Research is main crop at Thompson Research Farm
By Mary Woodsen
It's 7:30 a.m. and Steve McKay is sifting through last year's weather, plot-history and soil-sample records. He's pulling up data that will help him map out this year's 77 research plots at Cornell's Homer C. Thompson Vegetable Research Farm in Freeville, N.Y. McKay, farm manager at the research farm, is gearing up for spring.
Before him, he's got a binder full of plot requests from faculty studying everything from late blight on potatoes to low-till weed management in organic sweet corn. To his side are the quotes on the aluminum welder he'll use for fixing the eight miles of irrigation pipe on the farm. With the price of aluminum right now," McKay says, "that piece of equipment will pay for itself just in repairs we do this year."
Less than 1 percent needs fixing this year. Better than hauling it to the dump. That's sustainability: Recycle, reuse, repair. And save money.
Outside his door, McKay's crew is revving up one of the farm's 18 tractors. On their to-do list: Change teeth and worn points on plows, discs and harrows -- 11 altogether; clean and lube eight seeders and planters; sharpen blades and choppers on eight mower decks; overhaul sprayer-boom solenoids and replace the filters ... and so on. Even in winter there's lots to do.
"You want to know what my spring is like?" McKay asks.
Named for the professor who, while at Cornell (1918-51), began the country's first Ph.D. program in vegetable crops, the Thompson farm supports research in such departments as entomology, horticulture, plant breeding, crop and soil sciences, and biological and environmental engineering in Cornell's College of Agriculture and Life Sciences. Its 110 arable acres, including 35 acres in organic production, is one of seven Cornell University Agricultural Experiment Station research farms and plant-growth facilities scattered across New York. Scientists working at the farm fine-tune best practices for growing dozens of crops, many of them top-10 commodities, grown on nearly 70,000 acres statewide and worth $409 million in 2010.
A major focus of farm research is on sustainable systems approaches -- "on how rotations, cover crops, fertility management, minimum tillage and similar environmentally friendly tactics increase yields while maintaining healthy soils for both conventional and organic growers," says McKay.

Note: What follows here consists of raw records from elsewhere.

PR #251, opened 2026-08-20
Change `executeTool()` inputObject type from `object` to `any`

beaufortfrancois:
Following Blink IDL bindings folks feedback in https://chromium-review.googlesource.com/c/chromium/src/+/8250826, we're changing `executeTool()` inputObject type from `object` to `any` with special handling after https://github.com/webmachinelearning/webmcp/pull/246.

***
<a href="https://pr-preview.s3.amazonaws.com/beaufortfrancois/webmcp/pull/251.html" title="Last updated on Sep 10, 2026, 4:25 PM UTC (b755b64)">Preview</a> | <a href="https://pr-preview.s3.amazonaws.com/webmachinelearning/webmcp/251/50c4b7f...beaufortfrancois:b755b64.html" title="Last updated on Sep 10, 2026, 4:25 PM UTC (b755b64)">Diff</a>


beaufortfrancois:
@domfarolino If that looks good to you, I'll merge https://chromium-review.googlesource.com/c/chromium/src/+/8250826

index.bs
```diff
@@ -604,7 +604,7 @@ The {{ModelContext}} interface provides methods for web applications to register
 interface ModelContext : EventTarget {
   Promise<undefined> registerTool(ModelContextTool tool, optional ModelContextRegisterToolOptions options = {});
   Promise<sequence<RegisteredTool>> getTools(optional ModelContextGetToolOptions options = {});
-  Promise<DOMString> executeTool(RegisteredTool tool, optional object inputObject = {}, optional ModelContextExecuteToolOptions options = {});
+  Promise<DOMString> executeTool(RegisteredTool tool, optional any inputObject, optional ModelContextExecuteToolOptions options = {});
```
domfarolino, line 611: Per the CL discussion, I'm wondering if this needs to be `optional` at all? I think `any` can accept `undefined` on its own, which might simplify things here?

index.bs
```diff
@@ -919,8 +919,16 @@ The <dfn method for=ModelContext>executeTool(<var>tool</var>, <var>inputObject</
 
 1. [=Assert=]: |expectedTargetOrigin| is not an [=opaque origin=].
 
-1. Let |inputArguments| be the result of [=serializing a JavaScript value to a JSON string=] given
-   |inputObject|. If this threw an exception, then return [=a promise rejected with=] that exception.
+1. Let |inputArguments| be "<code>{}</code>".
+
+1. If |inputObject| is not {{undefined}}, then:
```
domfarolino: Do we need this? The fallback case always gives us undefined (perhaps regardless of which way the above comment goes), which makes me think we can just check if it is an object type directly, and TC39 will handle it correctly?

index.bs
```diff
@@ -919,8 +919,16 @@ The <dfn method for=ModelContext>executeTool(<var>tool</var>, <var>inputObject</
...
+
+   1. If |inputObject| [=Object type|is not an Object=], then return [=a promise rejected with=] a
```
domfarolino: I think you want the Object check that step 1 in https://webidl.spec.whatwg.org/#js-object has, as opposed to this current one which defers to WebIDL, right?

index.bs
beaufortfrancois: I think `optional` is required. See https://chromium-review.googlesource.com/c/chromium/src/+/8250826/comment/43a901d5_d0bb54d8/

index.bs
beaufortfrancois: Without this, calling
```js
await document.modelContext.executeTool(tool);
// or
await document.modelContext.executeTool(tool, undefined);
```
would fail the following object check, and incorrectly reject with a TypeError instead of falling back to `{}`.

index.bs
beaufortfrancois: Done

index.bs
domfarolino: Ah, of course, we want the undefined case to obviously be treated like the empty object. In that case, see my comment on the Chromium CL. I'm hopeful we can just make the IDL `optional any inputObject = {}`.

domfarolino: Ah right, if we want to handle missing undefined and explicit undefined as both `{}` implicitly, I agree. In that case, I think we're better off expressing the IDL as `optional any inputObject = undefined`. If we don't, then I think we need to handle both explicitly here. See for example https://dom.spec.whatwg.org/#dom-abortcontroller-abort and other instances of `optional any`, which explicitly handle the "was given" case separate from just analyzing its type. This makes me think that Web IDL treats them distinctly. Anyways, let's resolve this over in https://crrev.com/c/8250826/comment/43a901d5_d0bb54d8/.

beaufortfrancois:
@domfarolino I've updated this PR based on the latest patchset uploaded in https://chromium-review.googlesource.com/c/chromium/src/+/8250826

domfarolino (approved):

PR #253, opened 2026-08-21
Add `debugging` member to ToolAnnotations

### LINKED ISSUE #207: Support developer tooling
One area of potential for WebMCP is to be a mechanism for developers of web apps, and developers of frameworks like React, Angular, etc, to provide debugging tools that can be used by developer tooling, such as Chrome DevTools AI Assistance and similar tools from other browsers. Additionally, any tool that can control a browser could call these tools.

### Debugging my web app's flickering UI
_Swap React here for any similar framework_

I’m building a React app and the UI of one of my components keeps flickering. I type into the input box and my mouse keeps losing focus.
I open my AI and ask “This UI keeps flickering and as I type into the input box my focus keeps getting hijacked. Debug this and find the problem”.
1. Because React has shipped their WebMCP debugging tools, DTAI can call componentForElement(‘.input-box’) to ask React to return information about the React component that generates that UI.
2. My agent decides that because the UI is flickering that likely means the component might be re-rendering too often and this could be a state issue. It calls `renderLog(InputComponent)` which is a WebMCP tool that React provides and exposes a log of the last 20 renders and their timestamps.
3. The agent confirms its suspicion as all the last 20 renders of the component are within the last few milliseconds, confirming that something in the component is triggering aggressive re-renders.
4. At this point, if the agent has source code access, it can look into the code to find a fix, but if it doesn't, it can still report a summary of its findings and the evidence to be passed onto a developer or another AI agent.

### Debugging my web app's state

I've got an app that tracks state in some state management tool (MobX, NgRx, etc). I'm noticing bugs where suddenly the state seems to change unexpectedly and become invalid.

1. I tell the agent the series of steps that are needed to reproduce (type in this field, click this button, etc).
2. As the agent does this, it can call the `logState()` WebMCP tool at regular, repeated intervals.
3. A tool is also exposed that can log the diff between states and the actions taken.
4. With this information, the AI can determine what message is erroneously being sent, causing the state to become incorrect. Or it can confirm that the messages are accurate, meaning the bug must exist in the processing of the messages.

## Previous art

Chrome DevTools for agents has shipped [support for third party developer tools](https://github.com/ChromeDevTools/chrome-devtools-mcp/blob/main/docs/third-party-developer-tools.md) using an API that is broadly similar to the WebMCP spec. If WebMCP is interested in supporting developer tooling, then long term this can migrate to support WebMCP rather than another distinct API.

## Requirements

The most obvious thing we will need is some way to distinguish between developer tools and user facing tools, so that an agent can filter its set of tools down - e.g. Gemini in Chrome does not want to call these tools, but DevTools AI might.

beaufortfrancois:
Following the [WebML CG resolution](https://www.w3.org/2026/08/20-webmachinelearning-minutes.html#73b8), this PR adds a `debugging` boolean member to the `ToolAnnotations` dictionary to provide a way for web apps and frameworks to register tools intended specifically for developer tooling and inspection (e.g., Chrome DevTools AI assistance, testing frameworks) so that general-purpose/end-user agents can filter them out.

Note that I went with `debugging` rather than `debuggingHint` because it is a definitive categorization flag identifying the tool's intended domain/audience (developer/debugging tools vs. user-facing tools) rather than a behavioral hint about how the tool executes.

Fixes #207

***
<a href="https://pr-preview.s3.amazonaws.com/beaufortfrancois/webmcp/pull/253.html" title="Last updated on Sep 11, 2026, 11:20 AM UTC (c768a6b)">Preview</a> | <a href="https://pr-preview.s3.amazonaws.com/webmachinelearning/webmcp/253/97da8f5...beaufortfrancois:c768a6b.html" title="Last updated on Sep 11, 2026, 11:20 AM UTC (c768a6b)">Diff</a>

### DIFF
--- a/index.bs
+++ b/index.bs
@@ -211,6 +211,9 @@ An <dfn>annotations</dfn> is a [=struct=] with the following [=struct/items=]:
 
   : <dfn>untrusted content hint</dfn>
   :: a [=boolean=], initially false.
+
+  : <dfn>debugging</dfn>
+  :: a [=boolean=], initially false.
 </dl>
 
 <h3 id="pending-tool-executions">Pending tool executions</h3>
@@ -758,6 +761,9 @@ The <dfn method for=ModelContext>registerTool(<var>tool</var>, <var>options</var
       : [=annotations/untrusted content hint=]
       :: |tool|'s {{ModelContextTool/annotations}}'s {{ToolAnnotations/untrustedContentHint}}
 
+      : [=annotations/debugging=]
+      :: |tool|'s {{ModelContextTool/annotations}}'s {{ToolAnnotations/debugging}}
+
    : [=tool definition/exposed origins=]
    :: |exposed origins|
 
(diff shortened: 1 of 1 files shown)


beaufortfrancois:
FYI I have a WIP Chromium CL at https://chromium-review.googlesource.com/c/chromium/src/+/8398587

markafoltz (approved):

markafoltz:
PR LGTM.

One question that comes to mind is whether a tool marked as `debugging` must not set `consequentialHint`.    Those two categories seem mutually exclusive, as debugging should not have irreversible, real-world side effects.

domfarolino (approved):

For example, Professor Anu Rangarajan tests and refines ways small farmers using new "zone tillage" can cut labor and fuel costs by 25 percent to 70 percent. For starters, only actual planting rows are tilled. From turning the soil and breaking deep compacted layers to busting up clods and building planting mounds, zone tillers do it in just one pass -- and farmers can even build one themselves.
Growers, crop consultants and industry reps from around New York and even internationally come to Freeville for field days and open houses. They come for the demos, tours and to learn the latest in groundbreaking research. The farm also hosts professors and their graduate and undergrad students from the Ithaca and Geneva campuses.
"We had the most class visits ever this past year," says McKay. The students come for real-world experience in weed, pathogen and insect ID; hands-on experience with tools and equipment and how complex systems fit together to produce the healthiest, best-yielding crops under wildly varying conditions.
Some of those students help work the research plots and with planting, treatments and harvest during summers.
As for its harvest -- in 2010 the farm passed the cumulative 1 million mark in pounds when it donated truckloads of produce from research plots to local area food banks.
Freeville also feeds Cornell's rising appetite for local produce. The farm produces squash, potatoes, corn and other vegetables for Cornell Dining's fall menus at the request of campus chefs for locally sourced produce.
Mary Woodsen is a science writer with the Cornell University Agricultural Experiment Station.